Bryan Pendleton reassigned DERBY-666:
-------------------------------------

    Assign To: Bryan Pendleton

> Enhance derby.locks.deadlockTrace to print stack traces for all threads involved in a deadlock
> ----------------------------------------------------------------------------------------------
>
>          Key: DERBY-666
>          URL: http://issues.apache.org/jira/browse/DERBY-666
>      Project: Derby
>         Type: Improvement
>   Components: Store
>     Versions: 10.1.1.0
>     Reporter: Bryan Pendleton
>     Assignee: Bryan Pendleton
>     Priority: Minor
>  Attachments: repro.java
>
> I was reading http://www.linux-mag.com/content/view/2134/ (good article, btw!), and it says:
> >   The next two properties are needed to diagnose concurrency (locking and deadlock) problems.
> >
> >      *derby.locks.monitor=true logs all deadlocks that occur in the system.
> >      *derby.locks.deadlockTrace=true log a stack trace of all threads involved in lock-related rollbacks.
> It seems, that, in my environment, the deadlockTrace property does not log a stack trace of *all* threads involved in the deadlock.
> Instead, it only logs a stack trace of the *victim* thread involved in the deadlock.
> I think it would be very useful if the derby.locks.deadlockTrace setting could in fact log a stack trace of all involved threads.
> In a posting to derby-dev, Mike Matrigali noted that an earlier implementation of a similar feature had to be removed because it was too expensive in both time and space, but he suggested that there might be several possible ways to implement this in an acceptably efficient manner:
> > A long time ago there use to be room in each lock to point at a
> > stack trace for each lock, but that was removed to optimize the size
> > of the lock data structure which can have many objects outstanding.

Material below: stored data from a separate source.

Issue #1004, opened 2019-01-30
Send platforms accession codes in the search endpoint


arielsvn:
### Context

We need to show platform names correctly formatted in the frontend.

### Problem or idea

The search endpoint, is sending platform names that we display in the filters:

![image](https://user-images.githubusercontent.com/1882507/52011002-e2cf8c80-24a4-11e9-905a-f4d9f5568612.png)

These are not formatted correctly.

Also in order to filter the search results by platform we use the platform name in the url:  `&platform=[HG-U133A_2] Affymetrix Human Genome U133A 2.0 Array`. This makes the url look ugly when those values are encoded.

### Solution or next step

It would be ideal if we could make the filters work only with the platform accession code: `&platform=HG-U133A_2`. 

The API could use use platform accession codes everywhere. Now it's sending both the name and the formatted name for all objects. This info could be accessed with the `/platforms` endpoint.

For example, right now, the experiments endpoint sends the platform name and the formatted platform for each one of it's samples:
![image](https://user-images.githubusercontent.com/1882507/52011517-35f60f00-24a6-11e9-9e19-75671d10754f.png)

This is implemented in https://github.com/AlexsLemonade/refinebio/pull/769

Also, we should consider merging https://github.com/AlexsLemonade/refinebio/pull/783 which fixes the platform names of `Illumina*`

Tagging @Miserlou for additional comments.

### New Issue Checklist

- [x] The title is short and descriptive.
- [x] You have explained the context that led you to write this issue.
- [x] You have reported a problem or idea.
- [x] You have proposed a solution or next step.

arielsvn:
We were able to make the platforms filter work with the platform names and also moved the formatting of platform names to the frontend.

I'm closing this and also #769, although we should consider removing `pretty_platforms` from everywhere in the API.

PR #1005, opened 2019-01-30
Adds Cached platform_accession_codes in ES 

Miserlou:
## Issue Number
https://github.com/AlexsLemonade/refinebio/issues/1004

Also makes `platform_accession_codes` the thing that `platform` filters on.


common/data_refinery_common/migrations/0012_experiment_platform_accession_codes.py
```diff
@@ -0,0 +1,29 @@
...
+from django.db import migrations, models
+
+def update_cached_values(apps, schema_editor):
+    """ """
+
+    Experiment = apps.get_model('data_refinery_common', 'Experiment')
+    for experiment in Experiment.objects.all():
+        # Model methods can't be used during migrations. :(
+        # https://stackoverflow.com/a/37685925/1135467
+        experiment.platform_accession_codes = list(set([sample.platform_accession_code for sample in experiment.samples.all()]))
```
kurtwheeler: I think this should be:
```
experiment.platform_accession_codes = get_platform_accession_codes()
```

Miserlou: You can't use model methods during migrations. There's already a comment and link to an explanation directly above this line.

kurtwheeler: Hah good call, I didn't notice that.

Miserlou:
@arielsvn 

example

```
        {
            "id": 1,
            "title": "Microarray analysis of in vitro differentiation of adult human pancreatic progenitor cells",
            "publication_title": "",
            "description": "We have developed an in vitro culture system that allows us to expand progenitor cells from human islet preparations and differentiate them into insulin-producing cells. We noticed however, that cultures from individual islet preparations had very heterogeneous outcomes, from good differentiation to almost none. We therefore speculated that our progenitor cell cultures contained different kinds of cells and that the true endocrine progenitor cells are present in the successful cultures, but not in the unsuccessful ones. To address this issue and to begin to identify markers for the true endocrine progenitor cells we compared global gene expression between a very successful culture (final insulin-expression 10% of islets) and an unsuccessful one (final insulin-expression 0%). We also included RNA from freshly isolated islets for control purposes. The cultures from donor A yielded substantial differentiation, while the cultures from donor B showed no successful differentiation.\n",
            "technology": "MICROARRAY",
            "accession_code": "E-MTAB-3050",
            "alternate_accession_code": null,
            "submitter_institution": "Massachusetts General Hospital",
            "has_publication": false,
            "publication_doi": "",
            "publication_authors": [],
            "sample_metadata_fields": [
                "sex",
                "age",
                "specimen_part",
                "subject"
            ],
            "platform_names": [
                "[HG_U95Av2] Affymetrix Human Genome U95 Version 2 Array"
            ],
            "platform_accession_codes": [
                "hgu95av2"
            ],
            "organism_names": [
                "HOMO_SAPIENS"
            ],
            "pubmed_id": "",
            "num_total_samples": 5,
            "num_processed_samples": 0
        }
```

common/data_refinery_common/migrations/0012_experiment_platform_accession_codes.py
Miserlou: and even then it would be `experiment.get_platform_accession_codes()`

Miserlou: :-P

> > And creating and storing the stack for every lock was incredibly slow
> > and just was not very useful for any very active application.  I think
> > I was the only one who ever used it.
> >
> > The plan was sometime to add a per user data structure which could be
> > filled in when it was about to wait on a lock, which would give most of what is interesting in a deadlock.
> > 
> > The current deadlockTrace is meant to dump the lock table out to derby.log when a deadlock is encountered.
> > 
> > I agree getting a dump of all stack traces would be very useful, and
> > with the later jvm debug interfaces may now be possible - in earlier
> > JVM's there weren't any java interfaces to do so.  Does anyone have
> > the code to donate to dump all thread stacks to a buffer?
> Mike also suggested a manual technique as a workaround; it would be useful to put this into the documentation somewhere, perhaps on the page which documents derby.locks.deadlockTrace? Here's Mike's suggestion:
> > What I do if I can reproduce easily is set try to catch the wait by
> > hand and then depending on the environment either send the magic
> > signal or hit ctrl-break in the server window which will send the JVM
> > specific thread dumps to derby.log.
> The magic signal, btw, is 'kill -QUIT', at least with Sun JVMs in my experience.